Statistical analysis confirms the robustness of these improvements: in particular, the C4 vs. C3 pooled 95% Wilson confidence intervals do not overlap, confirming the superiority of recency+summarization over pruning alone.
Failure Taxonomy
Failure analysis over incomplete runs reveals clear, policy-driven trends:
- Full context (C2): high rate of stale-state reference errors (agent acts on superseded form data).
- Pruning only (C3): reduction in stale-state errors, but increased premature task termination (loss of global task awareness).
- Pruning + summarization (C4): significant suppression of both error types, with most residual failures arising from model-level issues (e.g., ambiguous subcategory mappings) not directly addressable by context policy.
Generalization and Sensitivity
- Results are consistent across structurally distinct expense task types (hotel, travel, meals/gifts), with C4 achieving 91–96% complete itemization and >60% token savings over full context in all domains.
- Hyperparameter sweeps indicate that accuracy plateaus at N=5 (pruning window) and W=3 (summarization window); further increasing these incurs unwanted token cost with no meaningful performance gain.
- Claude Sonnet 4.5, when tested on the same benchmark, does not exhibit the GPT-5-specific stalling observed without a user model, but still follows the improvement ordering: pruning + summarization reliably raises performance (full context: 88.0%, prune: 92.0%, prune+summarize: 94.5%).
Implications and Future Directions
This work establishes that, for complex, sequential tool-using workflows with verbose API responses, semantic-level context engineering—retaining only a recent window of tool interactions and supplementing pruned context with summarization—outperforms both full-history retention and pruning-alone strategies on both cost and accuracy. The agent's working memory is effectively calibrated to the task's sequential structure, obviating the need for all historical state which, if retained, can actively degrade performance through stale or conflicting cues.
Practically, this enables highly efficient, scalable LLM agent deployment for enterprise automation: token budgets for high-reliability runs are reduced by 2.7x or more, enabling orders-of-magnitude cost and throughput gains in production settings without sacrificing correctness. The context engineering approach is model-agnostic, inference-time only (no model retraining), and interpretable (retained context and summaries are readable and auditable).

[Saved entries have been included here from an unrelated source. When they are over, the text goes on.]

PR #13233, opened 2020-03-31
Processing refactor; Code and performance improvements

### LINKED ISSUE #12268: Cloning with cryo sleepers
**Issue Description**:
Cryoing someone while neck grabbing them occupies the sleeper but the person you are grabbing does not gets inside.
 

To have them actually stuffed inside the pod, stopping the neck grab.

**What happened instead**:
The sleeper got occupied but I still had the person grabbed out of the sleeper

You can prevent people from cryoing as you can have every sleeper full with just a single player.

Neck grab the player, proceed to put them inside the sleeper, then take a few steps away from it while still having them grabbed.

3 days ago or so.

**Extra information**: 
You can free the pods if the person you cryo'd wakes up and enters the same pods you stuffed them in.

### LINKED ISSUE #13102: Charging Pods are Secretly Assisted-Teleportation Machines
**Issue Description**:
You, when grabbing somebody as an IPC, can store yourself into a charging station and, from any distance except for at Central Command, can translocate yourself instantly to its location from inside mechs, restraints, or otherwise, with the assistance of one other person pressing the 'eject' button.

Normally charging pods aren't telepads.

**What happened instead**:
The charging pod was, instead, a telepad.

You can cross z-level translocate yourself across the infinitesimal warp with speeds high enough to instantaneously eviscerate your fragile aluminum body, but appear fine. This can be done to escape a myriad of situations, but it's mostly good fun if you're bored and want to show off some magic tricks.

Basically, it's teleportation.

Be IPC
Grab mob
Shimmy into charging pod
Your Mob gets stored into the pod but never actually enters it
Other person ejects charging pod
Teleport on top of now ejected pod
Profit

Not Applicable

**Extra information**:
It's one hell of a fun gag.

### LINKED ISSUE #13103: Schrödinger's HardHat - IPC teleporting
**Issue Description**:

It is not really a problem just an abusable bug. Any IPC can teleport to any cyborg rechargers by doing a little setup. It works over every Z levels. The teleport happens when somebody uses the eject on the cyborg recharger that been set up with this bug.

Found it by accident was not expecting anything.

**What happened instead**:

HardHat Magic, that what happened. The IPC moved to the same tile where the cyborg recharger is, the cyborg recharger showed that somebody was inside but the IPC was not.

You can teleport from anywhere to set locations and you can't even tell if somebody teleported since it looks like they just move out of the recharger.

Be an IPC. Stand next to a cyborg recharger that is EMPTY. Grab intent -> grab somebody. (monkey, other player), Move to the tile where the cyborg recharger is. Done.

This bug might as be as ancient as the game is also I named it Schrödinger's HardHat. :P

**Extra information**:

Sorry for not being serious with this issue report. I just already miss my HardHat magic. :( (side note, I never abused it or used it aside showing to a random vox who was needed for the first test so I could confirm the bug existence, Torque - Cazdon(admin), Reagan, Frost, and Slade - Dumbdumn5 admin)

SteelSlayer:
## What Does This PR Do
Republish of #12952, but this one is a bit different and a bit more expanded. I've added a lot of documentation and comments for new code that hopefully explains things.

This refactors a bunch of machinery so it only starts processing when it needs to, and stops when there's no longer a need for it to run. Also adds in various useful signals and just general cleanup to certain bits of the code.

For now I've tried to tackle the machines which appear the most in game, such as solar panels, holopads, intercoms, lightswitches and so on. In the future, if and when this goes through, I'll probably look into fixing up some of the other ones.

Almost all of the changes in here are backend changes, but there is one tweak I made. You can no longer grab a mob and bring them into cyborg rechargers or sleepers with you. Only 1 mob will be allowed in these machines at a time. There was a bunch of pointless code running for these machines involving ejecting stuck mobs, and I figured, why are people allowed to do this in the first place?

## Why It's Good For The Game
Should increase the performance of the server a bit since we won't have a bunch of code pointlessly executing when it doesn't need to.

This PR fixes the weird teleporting bug with cyborg rechargers. I know this PR wont be merged for a while, so if someone wants to fix these sooner though, go ahead.
Fixes #13103
Fixes #13102
Fixes #12268

## Changelog
:cl:
tweak: You can no longer enter a sleeper, cyborg recharger, or cryopod while you have a mob in a grab
/:cl:

### DIFF
--- a/code/datums/holocall.dm
+++ b/code/datums/holocall.dm
@@ -159,13 +159,13 @@
 /datum/holocall/proc/Check()
 	for(var/I in dialed_holopads)
 		var/obj/machinery/hologram/holopad/H = I
-		if((H.stat & NOPOWER) || !H.anchored)
+		if(!H.anchored)
 			ConnectionFailure(H)
 
 	if(QDELETED(src))
 		return FALSE
 
-	. = !QDELETED(user) && !user.incapacitated() && !QDELETED(calling_holopad) && !(calling_holopad.stat & NOPOWER) && user.loc == calling_holopad.loc
+	. = (user.loc == calling_holopad.loc) && !user.incapacitated() && !QDELETED(user) && !QDELETED(calling_holopad)
 
 	if(.)
 		if(!connected_holopad)
@@ -174,7 +174,7 @@
 				calling_holopad.atom_say("No answer received.")
 				calling_holopad.temp = ""
 
-	else if(!.)
+	if(!.)
 		qdel(src)
 
 /datum/action/innate/end_holocall
--- a/code/datums/holocall.dm
+++ b/code/datums/holocall.dm
@@ -165,7 +165,7 @@
 	if(QDELETED(src))
 		return FALSE
 
-	. = (user.loc == calling_holopad.loc) && !user.incapacitated() && !QDELETED(user) && !QDELETED(calling_holopad)
+	. = !QDELETED(user) && !QDELETED(calling_holopad) && (user.loc == calling_holopad.loc) && !user.incapacitated()
 
 	if(.)
 		if(!connected_holopad)
--- a/code/game/atoms.dm
+++ b/code/game/atoms.dm
@@ -85,9 +85,6 @@
 		stack_trace("Warning: [src]([type]) initialized multiple times!")
 	initialized = TRUE
 
-	if(loc)
-		SEND_SIGNAL(loc, COMSIG_ATOM_CREATED, src) // Sends a signal that the new atom `src`, has been created at `loc`.
-
 	if(color)
 		add_atom_colour(color, FIXED_COLOUR_PRIORITY)
 
--- a/code/game/atoms.dm
+++ b/code/game/atoms.dm
@@ -66,7 +66,8 @@
 		if(SSatoms.InitAtom(src, args))
 			// we were deleted
 			return
-
+		if(loc)
+			SEND_SIGNAL(loc, COMSIG_ATOM_CREATED, src) // Send a signal that a new atom was created at `loc`.
 
 //Called after New if the map is being loaded. mapload = TRUE
 //Called from base of New if the map is not being loaded. mapload = FALSE
--- a/code/game/atoms.dm
+++ b/code/game/atoms.dm
@@ -84,6 +84,9 @@
 		stack_trace("Warning: [src]([type]) initialized multiple times!")
 	initialized = TRUE
 
+	if(loc)
+		SEND_SIGNAL(loc, COMSIG_ATOM_CREATED, src) // Sends a signal that the new atom `src`, has been created at `loc`.
+
 	if(color)
 		add_atom_colour(color, FIXED_COLOUR_PRIORITY)
 
--- a/code/game/machinery/Sleeper.dm
+++ b/code/game/machinery/Sleeper.dm
@@ -90,15 +90,16 @@
 		end_processing()
 		return
 
-	if(filtering <= 0 || !beaker)
-		return
+	if((filtering > 0) && beaker)
+		// To prevent runtimes from drawing blood from runtime, and to prevent getting IPC blood.
+		if(!istype(occupant) || !occupant.dna || (NO_BLOOD in occupant.dna.species.species_traits))
+			filtering = 0
+			return
 
-	// To prevent runtimes from drawing blood from runtime, and to prevent getting IPC blood.
-	if(!istype(occupant) || !occupant.dna || (NO_BLOOD in occupant.dna.species.species_traits))
-		filtering = 0
-		return
+		// Beaker is full, we can't perform dialysis any more.
+		if(beaker.reagents.total_volume >= beaker.reagents.maximum_volume)
+			return
 
-	if(beaker.reagents.total_volume < beaker.reagents.maximum_volume)
 		occupant.transfer_blood_to(beaker, 1)
 		for(var/datum/reagent/x in occupant.reagents.reagent_list)
 			occupant.reagents.trans_to(beaker, 3)
@@ -409,6 +410,23 @@
 	for(var/atom/movable/A in contents - component_parts - list(beaker))
 		A.forceMove(loc)
 
+/// Try to get `target` to enter the sleeper. It's possible that `target` and `user` are the same mob, in the case of the "Enter Sleeper" verb.
+/obj/machinery/sleeper/proc/go_in(mob/living/carbon/human/target, mob/living/user)
+	if(!user || !target)
+		return
+	if(do_after(user, 20, target = target))
+		if(occupant)
+			to_chat(user, "<span class='boldnotice'>The sleeper is already occupied!</span>")
+			return
+		target.forceMove(src)
+		occupant = target
+		begin_processing()
+		icon_state = "[base_icon]"
+		to_chat(target, "<span class='boldnotice'>You feel cool air surround you. You go numb as your senses turn inward.</span>")
+		add_fingerprint(user)
+		if(user.pulling == target)
+			user.stop_pulling()
+
 /obj/machinery/sleeper/proc/inject_chemical(mob/living/user as mob, chemical, amount)
 	if(!(chemical in possible_chems))
 		to_chat(user, "<span class='notice'>The sleeper does not offer that chemical!</span>")
@@ -496,22 +514,7 @@
 		visible_message("[user] starts climbing into the sleeper.")
 	else
 		visible_message("[user] starts putting [L.name] into the sleeper.")
-
-	if(do_after(user, 20, target = L))
-		if(occupant)
-			to_chat(user, "<span class='boldnotice'>The sleeper is already occupied!</span>")
-			return
-		if(!L) return
-		L.forceMove(src)
-		occupant = L
-		begin_processing()
-		icon_state = "[base_icon]"
-		to_chat(L, "<span class='boldnotice'>You feel cool air surround you. You go numb as your senses turn inward.</span>")
-		add_fingerprint(user)
-		if(user.pulling == L)
-			user.stop_pulling()
-		return
-	return
+	go_in(L, user)
 
 /obj/machinery/sleeper/AllowDrop()
 	return FALSE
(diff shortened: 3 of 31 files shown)


Aquilar:
does this prevent you putting mobs into sleeper and rechargers?

SteelSlayer:
Yes.

Aquilar:
your gonna need to reserve that change, since unconscious mobs that need dialysis will not be able to get dialysis

Mitchs98:
Yeah that's definitely a huge problem for medbay in general. A lot of people don't know how to get into sleepers/will be in crit and unable to get into sleepers. A very much un-needed nerf for medbay all around.

SteelSlayer:
Sorry I misread, this prevents a human from grabbing another mob with grab (yellow) intent and bringing them into the sleeper with them.

Mitchs98:
Oh! I see....that's...I didn't know that was a thing at all. Yeah that's dumb as heck 🤔

Fox-McCloud:
Please actually include performance comparisons with performance PRs, unless its' somethings well established as a process that saves CPU cycles (istypeless loops, for instance).

SteelSlayer:
The performance improvement comes from only having a thing's `process()` run when its turned on or it has an occupant, etc. Or for example some of the `/mineral` type machines like the ORM will now just use signals and don't even process at all.

code/datums/holocall.dm
```diff
@@ -159,13 +159,13 @@
...
 		var/obj/machinery/hologram/holopad/H = I
-		if((H.stat & NOPOWER) || !H.anchored)
+		if(!H.anchored)
 			ConnectionFailure(H)
 
 	if(QDELETED(src))
 		return FALSE
 
-	. = !QDELETED(user) && !user.incapacitated() && !QDELETED(calling_holopad) && !(calling_holopad.stat & NOPOWER) && user.loc == calling_holopad.loc
+	. = (user.loc == calling_holopad.loc) && !user.incapacitated() && !QDELETED(user) && !QDELETED(calling_holopad)
```
farie82: The order here matters in the way that QDELETED will also check if it's null. Having it in this order might break if say the user is null or the calling_holopad is null

code/game/atoms.dm
```diff
@@ -84,6 +84,9 @@
 		stack_trace("Warning: [src]([type]) initialized multiple times!")
 	initialized = TRUE
 
+	if(loc)
+		SEND_SIGNAL(loc, COMSIG_ATOM_CREATED, src) // Sends a signal that the new atom `src`, has been created at `loc`.
```
farie82: The atom will most likely not be fully initialised here. Usually Initialize is overriden and the parent is called prior to the other code. Best would be to send this signal after Initialize is fully done and thus in the proc above calling this one.

code/datums/holocall.dm
SteelSlayer: Oop yeah, I tried to be clever here but this will runtime if the pad or user are deleted.

code/game/atoms.dm
SteelSlayer: As far as I can tell the atom is spawned in the game world at this point, and my tests worked with having it here, but, I'm not sure if it will cause weird behavior. Guess I should put it at the end of the init proc, yeah.

Fox-McCloud:
I'm aware of what this does--but I want to see numbers, please.

If code increase overall performance by 0.001 deciseconds, but makes the code significantly more complex/unreadable/difficult to work with, that's just pointless optimization--which is why I'd like to see a performance comparison, please.

code/game/atoms.dm
farie82: An atom can override it like this:
image

Currently the signal will go through before Link_Abduction_Equipment is called. So the atom is not yet fully initialized.

On line 87 of subsystem/atoms.dm in `InitAtom` the `Initialize` is called. If you send the signal after that call then you'll be sure it's Initialized. Can even use some logic there (it has some checks to see if the init actually worked)

SteelSlayer:
I ran two one-hour rounds, one on master, one on this branch.

On master, the machines SS tended to hover around 38-39ms at idle.

master1

---

On this branch, the machines SS hovered around 29-31ms at idle.

refactor1

---

Here is the profile of `process_machines()`. Added some lables in there, the master branch is the first row, and the refactor is the second row.

E


If you want to see anything else, I have the full profile txt files from both rounds.

code/game/atoms.dm
SteelSlayer: Yeah that's a good idea, I'm thinking this is a good spot:

image

I believe if the code reaches this point, we know for sure the atom was initialized.

Fox-McCloud:
2.5% CPU savings isn't much at all--it's about what I expected--machine processing isn't that expensive to begin with (especially since lights were moved to the power channel years ago).

~0.00068065099 seconds of processing time gained roughly every 2 seconds.

I'll have to think about this and discuss this with some others--I'm not sure if this will be worth it or not.

For clarity, if this didn't really come with any increase in code complexity or readability, this would be a non-issue--stuff like istypeless loops or going with defines over procs to save CPU are always appreciated, even when they save 1% or less of CPU---it's functionality loss/alteration, code readability, and increases in code complexity are a factor that we have to start thinking "is this really worth it?"

SteelSlayer:
How did you get 2.5%? I'm curious because I was looking at the difference between self CPU and the ms time of the subsystems, which seems to show a ~20% improvement there. But this is basically my first forte into the performance side of things so I'm not entirely sure what to look for yet.

Crazylemon64:
Let's see, there's a few levels to parse this at
In the figure you've provided, without this refactor it appears that the machinery controller consumes ~14u of cpu time in the top-level loop (self cpu), out of 74u total spent actually doing processing in each machine (total cpu)

However, it also appears that with the refactor installed, the machinery controller consumes ~11u of cpu time at the top-level loop (self cpu), or 3 less units, for around 20% (1 - 11/14 = .21) less time in that loop. Unfortunately, the extra processing/logic used to tell whether to start processing or not seems to actually increase the total CPU time from 73.5u to 75u (2% slower)  - so something you're doing in these checks appears to be wasting the cycles saved, and actually making matters worse. (When you're looking at top-level loops like this, what matters more is the "total time", since that's the amount of time spent running code inside all functions called within)

SteelSlayer:
Ok, knowing that the total CPU time figure is the most important is useful info, I didn't know that before. So this basically means that as is, this PR is not worth it and actually makes the server take up more resources overall?

Also this is confusing to me because, in that round, I just sat there AFK for an hour and didn't turn on any of the machines I touched. So I'm confused as to why total CPU is higher here. It should have been lower because the number of machines processing was almost cut in half. They never even need to do those checks to start or stop.

Crazylemon64:
Was there any event that might have caused more complex processing to certain machines?

Crazylemon64:
Seeing which machines were most costly in `process` between the trials might also shed some light

SteelSlayer:
So I've isolated the machine `process()` procs from both of my profiles. From what I can see, it *looks* like it was actually other machines that caused the total CPU number to be higher. 

Even though `process_machines` ran an equal number of times in both of the rounds, certain process procs that I didn't even touch, like turrets and APCs for example, were using more total CPU. I can't explain this because all this PR does is make certain machines only process when turned on, or when they have an occupant etc. I didn't touch the logic of these other machine's `process()` loops.

Here is the txt file with the comparison if you want to check it out.
[Master-vs-ProcessRefactor.txt](https://github.com/ParadiseSS13/Paradise/files/4465709/Master-vs-ProcessRefactor.txt)

Crazylemon64:
It could be possible that a space ruin or away mission loaded in extra turrets, resulting in a higher load

If you could  do another go where you control for ruins, away missions, and events, that would probably result in a more accurate image

SteelSlayer:
Yeah that was a good idea. I ran two more test rounds with these configs and got results similar to what I expected:

```
## Disable the loading of away missions
DISABLE_AWAY_MISSIONS

## Disable the loading of space ruins
DISABLE_SPACE_RUINS

## Minimum number of space ruins levels to generate
EXTRA_SPACE_RUIN_LEVELS_MIN 0

## Maximum number of space ruins levels to generate
EXTRA_SPACE_RUIN_LEVELS_MAX 0
```


PVM

code/game/atoms.dm
farie82: Won't this code get called twice now?

SteelSlayer: Yeah that was me being dumb and forgetting to remove the previous one.

code/game/machinery/Sleeper.dm
```diff
@@ -81,39 +83,36 @@
...
+		filtering = 0
+		return
+
+	if(beaker.reagents.total_volume < beaker.reagents.maximum_volume)
+		occupant.transfer_blood_to(beaker, 1)
+		for(var/datum/reagent/x in occupant.reagents.reagent_list)
+			occupant.reagents.trans_to(beaker, 3)
+			occupant.transfer_blood_to(beaker, 1)
+
+	for(var/A in occupant.reagents.addiction_list)
```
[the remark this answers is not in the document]
SteelSlayer: You're right, will fix

code/game/machinery/machinery.dm
```diff
@@ -176,9 +211,9 @@ Class Procs:
 		use_power(7500/severity)
 		new /obj/effect/temp_visual/emp(loc)
 	..()
+
 /obj/machinery/default_welder_repair(mob/user, obj/item/I)
-	. = ..()
```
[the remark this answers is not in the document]
SteelSlayer: Trying to over optimize without realizing the return value is actually needed, gonna re-add it.

code/game/objects/structures/watercloset.dm
```diff
@@ -482,6 +487,7 @@
 
 /obj/machinery/shower/process()
 	if(!on || !mobpresent)
+		end_processing()
```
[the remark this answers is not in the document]
SteelSlayer: Yeah, another case of over optimization too, I'll remove it and just have the return there again.

code/game/machinery/Sleeper.dm
```diff
@@ -523,6 +527,7 @@
 		usr.stop_pulling()
 		usr.forceMove(src)
 		occupant = usr
+		begin_processing()
```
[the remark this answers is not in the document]
SteelSlayer: Good idea

code/game/machinery/cryopod.dm
```diff
@@ -689,6 +696,7 @@
 		to_chat(usr, "<span class='notice'>[on_enter_occupant_message]</span>")
 		to_chat(usr, "<span class='boldnotice'>If you ghost, log out or close your client now, your character will shortly be permanently removed from the round.</span>")
 		occupant = usr
+		begin_processing()
```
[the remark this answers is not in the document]
SteelSlayer: Side rant: I really hate these move in and move out verbs on these cryopods and sleepers and other things, I wish I could just remove them because I've never once used them.

SteelSlayer:
As Fox said, the increase in complexity probably isn't worth it for the smallish performance increase. Closing this because there's a bunch of conflicts, and I'm not sure if this is actually wanted. If it is, just tell me and I can re-open though.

Theoretically, the results challenge the assumption that more context is generally beneficial for tool-using LLMs—a principle unlikely to hold in domains where old states are repeatedly superseded and system state evolves through a fixed-API interaction loop.
Open questions for future investigation include:
- Optimal context window selection as a function of task complexity and tool API structure.
- Integration of structured or learned summarization/compression modules for further efficiency gains.
- Application to domains beyond expense management (CRM, healthcare administration, supply chain).
- Adaptive policies that dynamically tune pruning and summarization in response to task progress or model uncertainty signals.
Conclusion
By formalizing and empirically validating recency-based pruning and summarization context policies for tool-rich, long-horizon LLM agents, this paper provides strong evidence that semantic-level context engineering is a critical enabler for efficient, effective agentic automation in enterprise environments. The results generalize across categories and model families, highlighting that carefully crafted context windows, rather than maximal retention, are key to high-reliability, cost-effective agent deployment in real-world, tool-oriented scenarios (2606.10209).